Tooling: Use the Hugging Face tokenizers library for industrial-grade, fast training.
- Pitfall Warning: Ensure the custom tokenizer is trained with the special tokens ( $\texttt{<CLS>}$ , $\texttt{<SEP>}$ ) that your final embedding model expects. Misaligning special tokens will break the model’s ability to create sentence-level embeddings.
Deployment Artifact: Save the trained tokenizer as a JSON file. This file becomes a critical, versioned component of your system.

3. Phase II: Embedding Model Fine-Tuning¶

The most critical step for semantic performance is fine-tuning an existing model’s head and weights on your specific data distribution.

3.1 Data Formatting for Contextual Learning¶

Contextual embeddings require comparative data, not just raw text.

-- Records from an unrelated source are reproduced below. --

PR #1651, opened 2024-10-23
Write buffer added and table structure used has changed

davidducos:


davidducos:
This was implemented on other branches and I found no need to implement the main use case for this PR.

PR #1729, opened 2025-01-14
add note about versioning to readme

michaelglass:
this is as much a question about versioning as a minor documentation addendum. Please please close without explanation if you think the addendum isn't helpful.

Is it true that even patches are pre-releases?


davidducos (approved):

davidducos:
Hi @michaelglass, the major version is still 0, I hope to release v1 this year and we will be able to change this.

PR #1775, opened 2025-02-18
Moving to PCRE2 and adding regex to masquerade 

davidducos:
Moving PCRE to PCRE2
Adding regex to masquerade

### DIFF
--- a/CMakeLists.txt
+++ b/CMakeLists.txt
@@ -140,11 +140,11 @@ MESSAGE(STATUS "------------------------------------------------")
 MESSAGE(STATUS)
 
 
-get_cmake_property(_variableNames VARIABLES)
-list (SORT _variableNames)
-foreach (_variableName ${_variableNames})
-    message(STATUS "${_variableName}=${${_variableName}}")
-endforeach()
+#get_cmake_property(_variableNames VARIABLES)
+#list (SORT _variableNames)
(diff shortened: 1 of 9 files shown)


davidducos:
We made multiple changes, now the basic functions receives the same parameters:
- WITH_MEM: which does the same that _with_mem functions
- REPLACE_NULL: in case that a null value is found, it will build a new value for that row.
- UNIQUE: it will record the values added and do not allow that the same value be assigned to different rows. 
- MAX_LENGTH <NUMBER>: it defines the max length of the row.

We also added tag <regex> which receives an string surrounded by simple quotes which will be the regular explession taht will be replace bu the next tag or constant.
This are simple examples that works:

```
[`sakila`.`customer`]
`store_id`=random_int WITH_MEM REPLACE_NULL UNIQUE MAX_LENGTH 2
`email`=random_format <regex '.{3}$'>'com'
```

In that case the `@sakilacustomer.org` will be change to `@sakilacustomer.com` but you could have a different output like:
```
`email`=random_format <regex '.{3}$'><string 3>
```
Which output could be: `@sakilacustomer.djk`,  `@sakilacustomer.pwn`, or any other random string on the last 3 characters.

davidducos:
<file> is not supported yet

PR #1825, opened 2025-04-07
Refactoring multicolumn

davidducos:
Previous this PR, when multicolumn was possible, the chunk size on the first level wat set statically to 1.
Currently, the chunk size is dynamic. The second level is created when the calculations allow it based on the rows from the the explain.
This change should be affecting to multicolumn tables only. Some tuning or review might be needed in the future.


davidducos:
This should be fixing bug reported in #1808

PR #1848, opened 2025-04-23
Fixing multicolumn bug

davidducos:


davidducos:
This is related to #1808

PR #1865, opened 2025-05-08
Fix on full table scan when second column was string on multicolumn PK

davidducos:


davidducos:
Related to #1808

davidducos:
Test added https://github.com/mydumper/mydumper/pull/1869

PR #1958, opened 2025-07-24
Adding --server-version to avoid automatic server detection

davidducos:
MyDumper detected the product and version of the servers that it was connecting automatically. However, this might be causing issue when some specifics products were being used, like AWS, and others. 
With --server-version you will be able to set the product and version like this: "<PRODUCT> - <VERSION>" , where product will be the know products: MySQL, Percona, MariaDB, Source, Dolt and TiDB and the VERSION will be 3 numbers delimited by dots, like: 5.7.30, 8.0.24, 10.6.34, etc

### DIFF
--- a/src/common_options.c
+++ b/src/common_options.c
@@ -65,6 +65,8 @@ gint source_data=0;
 gchar *throttle_variable=NULL;
 guint throttle_value=0;
 
+gchar *server_version_arg=NULL;
+
 GOptionEntry common_entries[] = {
     {"threads", 't', 0, G_OPTION_ARG_INT, &num_threads,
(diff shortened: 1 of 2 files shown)


DaviMedrade:
I'm commenting this here instead of in that bug I opened earlier because it seems to me like a small, self-contained issue that is mostly unrelated to that. I don't even know if GitHub lets you edit the message of a PR that has been merged for this long, but still…

Right where you show a template of the expected syntax, the words are missing. From what comes after, I'm guessing it should be:

… you will be able to set the product and version like this: "product-VERSION", where product…

But, at least to me (Linux desktop, I checked with both Firefox and Chrome) it reads:

… you will be able to set the product and version like this: " - " , where product …

PR #2004, opened 2025-09-01
Setting correct rand size and ignore case when masquerade based on file

davidducos:


davidducos:
Ignoring checks as this is not being tested.

PR #2031, opened 2025-09-17
Adding SAFE_NO_LOCK sync thread mode

davidducos:
Thanks Fer Mattera! This was a really good idea!

Running this in console 1:
```
sysbench /usr/share/sysbench/oltp_read_write.lua --table-size=10000 --tables=1 --mysql-user=root run --create_secondary=off --mysql-host=${MYSQL_HOST} --time=100 --report-interval=1
```

You can get this output during the backup when using NO_LOCK:
```
circleci@f7116bec80a9:~/issue_1694/mydumper$ ./mydumper -u root -B sbtest -v 4 -o data --clear --sync-thread-lock-mode=NO_LOCK -L log ; grep consis log
2025-09-17 11:33:29 [INFO] - Executing in NO_LOCK mode, we are not able to ensure that backup will be consistent
2025-09-17 11:33:29 [WARNING] - There are differences in the binlog position at the beginning of the backup and after syncing threads, so we cannot guarantee the backup to be consistent due to the use of NO_LOCK. Continues anyway, use SAFE_NO_LOCK otherwise.
```
And this when using SAFE_NO_LOCK
```
circleci@f7116bec80a9:~/issue_1694/mydumper$ ./mydumper -u root -B sbtest -v 4 -o data --clear --sync-thread-lock-mode=SAFE_NO_LOCK -L log ; grep consis log
** (mydumper:26257): ERROR **: 11:33:44.160: There are differences in the binlog position at the beginning of the backup and after syncing threads, so we cannot guarantee the backup to be consistent. Stopping backup due to the use of SAFE_NO_LOCK.
```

Training Goal: Teach the model that semantically similar documents should have close vectors.
Required Format: You must generate query-document pairs or triplets (Anchor, Positive, Negative) from your corpus.
Actionable Strategy (Synthetic Data): Leverage a capable model (even a cloud one) strictly for data generation: feed it chunks of your corpus and prompt it to generate 2-3 plausible questions/queries that document would answer. This is the most efficient way to create a labeled dataset for RAG-centric fine-tuning.

3.2 Fine-Tuning Execution (PyTorch / Sentence-Transformers)¶

Base Model Selection: Choose a small, efficient pre-trained model (e.g., all-MiniLM-L6-v2, e5-small-v2).
Loss Function: Use a ranking loss that optimizes for retrieval:
- Triplet Loss: Ensures $d(\text{Anchor}, \text{Positive}) < d(\text{Anchor}, \text{Negative})$ .
- Multiple Negatives Ranking Loss (MNRL): Highly effective for RAG tasks, treating all other examples in the batch as negatives.
Dimensionality Constraint: Limit the output dimension to 384 or 512 for a 4B-14B local LLM system. This minimizes storage and maximizes retrieval speed for vector lookups.

Actionable Implementation (PyTorch):

from sentence_transformers import SentenceTransformer, losses
from torch.utils.data import DataLoader

# 1. Load an efficient base model
model = SentenceTransformer('all-MiniLM-L6-v2') 

# 2. Prepare your labeled data (examples) into a DataLoader
train_dataloader = DataLoader(train_examples, shuffle=True, batch_size=32)

# 3. Define the critical ranking loss function
train_loss = losses.MultipleNegativesRankingLoss(model=model)

# 4. Train
model.fit(
    train_objectives=[(train_dataloader, train_loss)],
    epochs=3,  # Keep epochs low to prevent catastrophic forgetting
    warmup_steps=100
)
# Save the final, fine-tuned model (weights and configuration)
model.save('path/to/my_custom_embedding_model')

4. System Deployment and Verification¶

4.1 Deployment Artifacts¶

The final, versioned system component consists of two integrated parts:

The Fine-Tuned Model Weights (e.g., PyTorch .safetensors or .bin files).
The Custom Tokenizer Configuration (The saved JSON file).

4.2 Podman Containerization¶

Package both the model and its custom tokenizer into a single, isolated container for deployment stability.

Instruction: Ensure the Containerfile copies the custom tokenizer file alongside the model weights and that your Python server code explicitly loads both before starting the FastAPI endpoint.

4.3 ISO 29148 Verification Step¶

Your commitment to quality requires you to verify the semantic improvement.

Test Set Challenge: Use the held-out Test Set of query-document pairs.
Run Comparison: Generate embeddings for the test queries using: a. The original (un-tuned) model. b. The fine-tuned model.
Verification Metric: Calculate the Mean Reciprocal Rank (MRR) or Precision at $K$ (P@1, P@3). The fine-tuned model must show a measurable, significant improvement in correctly ranking the relevant document closer to the top. This measured performance gain is your verifiable evidence that the custom vocabulary and embedding training were successful.